■ Work instructions ■
Scan the material for the word "same", then return every line where it appears.

■ Available data ■
------------------------------------------------------------
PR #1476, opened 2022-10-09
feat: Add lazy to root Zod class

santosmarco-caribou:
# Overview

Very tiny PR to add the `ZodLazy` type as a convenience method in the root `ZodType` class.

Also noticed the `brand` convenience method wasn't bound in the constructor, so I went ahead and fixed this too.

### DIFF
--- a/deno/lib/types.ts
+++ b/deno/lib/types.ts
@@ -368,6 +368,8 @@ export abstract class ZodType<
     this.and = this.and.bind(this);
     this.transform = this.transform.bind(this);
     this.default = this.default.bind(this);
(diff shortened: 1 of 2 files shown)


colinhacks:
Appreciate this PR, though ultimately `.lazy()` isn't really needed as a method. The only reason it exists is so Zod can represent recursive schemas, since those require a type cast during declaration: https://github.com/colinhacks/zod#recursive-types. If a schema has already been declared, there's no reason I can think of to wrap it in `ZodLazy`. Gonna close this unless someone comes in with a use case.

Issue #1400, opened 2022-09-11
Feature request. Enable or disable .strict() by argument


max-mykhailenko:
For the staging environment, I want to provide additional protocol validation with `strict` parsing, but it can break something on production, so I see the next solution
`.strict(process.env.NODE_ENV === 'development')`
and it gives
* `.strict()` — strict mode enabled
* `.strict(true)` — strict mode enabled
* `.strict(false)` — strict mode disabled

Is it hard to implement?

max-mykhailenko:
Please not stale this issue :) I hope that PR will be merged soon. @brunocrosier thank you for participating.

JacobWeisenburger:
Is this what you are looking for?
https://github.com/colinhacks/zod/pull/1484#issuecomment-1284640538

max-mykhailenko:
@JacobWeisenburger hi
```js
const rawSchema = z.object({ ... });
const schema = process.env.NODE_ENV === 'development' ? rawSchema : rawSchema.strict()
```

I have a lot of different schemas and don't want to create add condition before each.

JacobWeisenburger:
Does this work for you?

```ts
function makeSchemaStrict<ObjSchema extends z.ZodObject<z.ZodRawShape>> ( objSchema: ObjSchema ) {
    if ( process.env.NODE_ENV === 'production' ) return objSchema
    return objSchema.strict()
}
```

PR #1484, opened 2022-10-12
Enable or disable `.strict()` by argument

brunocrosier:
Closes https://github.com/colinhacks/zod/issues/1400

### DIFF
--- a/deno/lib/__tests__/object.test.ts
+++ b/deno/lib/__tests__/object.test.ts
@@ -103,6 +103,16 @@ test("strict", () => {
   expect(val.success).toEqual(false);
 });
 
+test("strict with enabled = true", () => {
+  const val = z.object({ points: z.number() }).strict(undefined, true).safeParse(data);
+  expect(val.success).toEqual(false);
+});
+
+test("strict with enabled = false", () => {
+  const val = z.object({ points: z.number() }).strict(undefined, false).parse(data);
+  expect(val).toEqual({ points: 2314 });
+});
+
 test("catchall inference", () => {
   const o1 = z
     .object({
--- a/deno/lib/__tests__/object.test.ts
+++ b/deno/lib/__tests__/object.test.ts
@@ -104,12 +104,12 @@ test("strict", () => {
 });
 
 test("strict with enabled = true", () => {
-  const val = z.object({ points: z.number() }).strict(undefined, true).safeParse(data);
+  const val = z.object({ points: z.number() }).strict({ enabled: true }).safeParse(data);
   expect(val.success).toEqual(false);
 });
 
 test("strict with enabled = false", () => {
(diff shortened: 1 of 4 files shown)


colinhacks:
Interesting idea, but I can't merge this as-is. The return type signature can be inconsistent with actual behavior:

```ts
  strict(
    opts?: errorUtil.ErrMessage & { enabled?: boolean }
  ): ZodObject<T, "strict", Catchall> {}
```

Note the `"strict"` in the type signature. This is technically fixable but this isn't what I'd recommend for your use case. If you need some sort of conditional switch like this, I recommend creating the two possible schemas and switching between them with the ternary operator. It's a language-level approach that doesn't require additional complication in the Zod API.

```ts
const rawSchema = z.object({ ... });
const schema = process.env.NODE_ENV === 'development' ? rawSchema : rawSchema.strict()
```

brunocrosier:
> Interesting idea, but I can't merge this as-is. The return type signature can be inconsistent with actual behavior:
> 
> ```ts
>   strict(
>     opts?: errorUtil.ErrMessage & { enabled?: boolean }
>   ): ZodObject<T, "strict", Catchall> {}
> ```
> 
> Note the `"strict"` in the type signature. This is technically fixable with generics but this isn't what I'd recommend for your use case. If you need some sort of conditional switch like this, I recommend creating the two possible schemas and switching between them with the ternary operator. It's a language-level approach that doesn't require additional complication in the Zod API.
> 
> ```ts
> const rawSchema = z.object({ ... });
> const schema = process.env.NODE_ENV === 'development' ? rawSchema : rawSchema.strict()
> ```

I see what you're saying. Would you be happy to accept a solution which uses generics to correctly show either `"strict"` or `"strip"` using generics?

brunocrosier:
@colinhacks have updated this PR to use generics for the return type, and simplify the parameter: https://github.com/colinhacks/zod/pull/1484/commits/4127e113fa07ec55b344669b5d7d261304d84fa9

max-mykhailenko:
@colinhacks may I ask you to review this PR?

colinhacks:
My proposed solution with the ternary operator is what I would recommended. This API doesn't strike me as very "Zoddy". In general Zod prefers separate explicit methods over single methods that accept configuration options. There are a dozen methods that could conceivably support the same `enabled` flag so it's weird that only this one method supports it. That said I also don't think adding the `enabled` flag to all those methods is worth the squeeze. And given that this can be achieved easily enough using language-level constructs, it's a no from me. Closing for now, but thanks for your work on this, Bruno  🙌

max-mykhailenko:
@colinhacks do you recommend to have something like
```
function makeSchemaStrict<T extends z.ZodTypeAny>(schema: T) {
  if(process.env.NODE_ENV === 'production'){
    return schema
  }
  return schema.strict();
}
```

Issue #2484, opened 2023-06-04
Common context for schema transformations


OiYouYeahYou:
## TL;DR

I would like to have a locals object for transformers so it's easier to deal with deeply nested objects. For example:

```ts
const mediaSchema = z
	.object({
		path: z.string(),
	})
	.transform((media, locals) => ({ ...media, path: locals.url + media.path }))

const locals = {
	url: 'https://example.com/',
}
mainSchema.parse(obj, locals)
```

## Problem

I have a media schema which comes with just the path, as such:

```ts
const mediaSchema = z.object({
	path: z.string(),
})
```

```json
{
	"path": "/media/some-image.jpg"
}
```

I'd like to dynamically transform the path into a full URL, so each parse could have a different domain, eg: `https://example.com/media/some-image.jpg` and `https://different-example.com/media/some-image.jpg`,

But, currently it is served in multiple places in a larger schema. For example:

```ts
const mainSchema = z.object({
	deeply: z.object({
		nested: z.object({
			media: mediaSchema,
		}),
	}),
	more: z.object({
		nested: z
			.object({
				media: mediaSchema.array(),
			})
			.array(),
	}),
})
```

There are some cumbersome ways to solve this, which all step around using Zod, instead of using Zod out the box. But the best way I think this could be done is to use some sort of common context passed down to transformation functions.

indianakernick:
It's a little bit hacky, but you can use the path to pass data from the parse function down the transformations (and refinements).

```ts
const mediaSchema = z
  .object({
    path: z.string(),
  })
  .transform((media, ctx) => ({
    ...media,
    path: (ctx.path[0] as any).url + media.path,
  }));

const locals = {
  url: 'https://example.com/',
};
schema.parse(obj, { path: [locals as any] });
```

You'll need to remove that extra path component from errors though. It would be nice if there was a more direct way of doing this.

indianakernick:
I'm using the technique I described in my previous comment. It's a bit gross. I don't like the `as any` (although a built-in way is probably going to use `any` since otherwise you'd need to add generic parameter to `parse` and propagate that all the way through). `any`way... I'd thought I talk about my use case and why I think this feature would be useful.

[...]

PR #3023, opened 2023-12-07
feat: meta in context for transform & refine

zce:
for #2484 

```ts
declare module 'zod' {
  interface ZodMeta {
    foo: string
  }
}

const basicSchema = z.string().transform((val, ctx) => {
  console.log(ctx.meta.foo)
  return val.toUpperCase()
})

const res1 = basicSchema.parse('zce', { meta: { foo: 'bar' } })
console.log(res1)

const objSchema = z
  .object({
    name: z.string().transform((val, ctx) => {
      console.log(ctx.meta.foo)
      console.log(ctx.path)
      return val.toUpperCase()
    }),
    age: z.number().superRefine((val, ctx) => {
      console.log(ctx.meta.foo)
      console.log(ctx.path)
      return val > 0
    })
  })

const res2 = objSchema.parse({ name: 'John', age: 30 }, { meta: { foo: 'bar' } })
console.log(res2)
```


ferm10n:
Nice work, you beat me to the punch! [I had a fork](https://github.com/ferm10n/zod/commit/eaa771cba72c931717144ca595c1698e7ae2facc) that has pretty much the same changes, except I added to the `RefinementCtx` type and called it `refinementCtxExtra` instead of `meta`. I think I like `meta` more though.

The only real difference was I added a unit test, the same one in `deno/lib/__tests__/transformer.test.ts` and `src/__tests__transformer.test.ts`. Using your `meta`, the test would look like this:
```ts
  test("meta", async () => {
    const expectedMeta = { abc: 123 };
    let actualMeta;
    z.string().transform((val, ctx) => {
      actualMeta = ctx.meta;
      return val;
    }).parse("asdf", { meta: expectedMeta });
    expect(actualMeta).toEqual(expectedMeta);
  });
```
------------------------------------------------------------
■ Answer to the problem ■
My proposed solution with the ternary operator is what I would recommended. This API doesn't strike me as very "Zoddy". In general Zod prefers separate explicit methods over single methods that accept configuration options. There are a dozen methods that could conceivably support the same `enabled` flag so it's weird that only this one method supports it. That said I also don't think adding the `enabled` flag to all those methods is worth the squeeze. And given that this can be achieved easily enough using language-level constructs, it's a no from me. Closing for now, but thanks for your work on this, Bruno  🙌
Nice work, you beat me to the punch! [I had a fork](https://github.com/ferm10n/zod/commit/eaa771cba72c931717144ca595c1698e7ae2facc) that has pretty much the same changes, except I added to the `RefinementCtx` type and called it `refinementCtxExtra` instead of `meta`. I think I like `meta` more though.
The only real difference was I added a unit test, the same one in `deno/lib/__tests__/transformer.test.ts` and `src/__tests__transformer.test.ts`. Using your `meta`, the test would look like this:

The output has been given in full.